| Record set |
———
PR #1397, opened 2026-05-26
ci: Harden workflows

RandomByte:
- Scope release-please contents/pull-requests write permissions to the
  release-please job; publish jobs only need id-token: write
———
Check each line of the records above, and copy those that hold the word "please".

- Scope release-please contents/pull-requests write permissions to the
  release-please job; publish jobs only need id-token: write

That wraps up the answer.